::: Supplied data

PR #832, opened 2025-08-22
Fix windows-2022 build

zero-meta:
We can ignore the **7-Zip** extraction error about "**Dangerous link**."

According to the **GitHub Actions runner** documentation, in Visual Studio 2022, the `<WindowsTargetPlatformVersion>` is set to "10.0.19041.0," and the `<PlatformToolset>` is set to v143.

The [**redistributable DLLs**](https://github.com/coronalabs/binary-data/releases/download/1.0/redist.win32.7z) should be upgraded; otherwise, the built program will not run properly. Here is my [upgraded version](https://github.com/zero-meta/solar2d_binary_data/releases/download/v1.1/redist.win32.7z). 

You can change code:
`curl -sL https://github.com/coronalabs/binary-data/releases/download/1.0/redist.win32.7z -o redist.win32.7z`
in **build.yml** to download my version or upgrade yourself.

### DIFF
--- a/.github/workflows/build.yml
+++ b/.github/workflows/build.yml
@@ -480,6 +480,7 @@ jobs:
         run: |
           7z x -snld SourceCode/corona.tgz
           7z x -snld corona.tar
+        continue-on-error: true
       - run: ./tools/GHAction/daily_env.sh
         shell: bash
       - run: mkdir -f docs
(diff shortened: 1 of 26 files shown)


Shchvova:
I already have a or for this, current problem is that iOS isn't building :(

::::::

**The task**
Transcribe exactly, please, the lines from the one with "We can ignore" to the last line of the entries above, ends included.

**Exercise solution**
We can ignore the **7-Zip** extraction error about "**Dangerous link**."

According to the **GitHub Actions runner** documentation, in Visual Studio 2022, the `<WindowsTargetPlatformVersion>` is set to "10.0.19041.0," and the `<PlatformToolset>` is set to v143.

The [**redistributable DLLs**](https://github.com/coronalabs/binary-data/releases/download/1.0/redist.win32.7z) should be upgraded; otherwise, the built program will not run properly. Here is my [upgraded version](https://github.com/zero-meta/solar2d_binary_data/releases/download/v1.1/redist.win32.7z). 

You can change code:
`curl -sL https://github.com/coronalabs/binary-data/releases/download/1.0/redist.win32.7z -o redist.win32.7z`
in **build.yml** to download my version or upgrade yourself.

### DIFF
--- a/.github/workflows/build.yml
+++ b/.github/workflows/build.yml
@@ -480,6 +480,7 @@ jobs:
         run: |
           7z x -snld SourceCode/corona.tgz
           7z x -snld corona.tar
+        continue-on-error: true
       - run: ./tools/GHAction/daily_env.sh
         shell: bash
       - run: mkdir -f docs
(diff shortened: 1 of 26 files shown)


Shchvova:
I already have a or for this, current problem is that iOS isn't building :(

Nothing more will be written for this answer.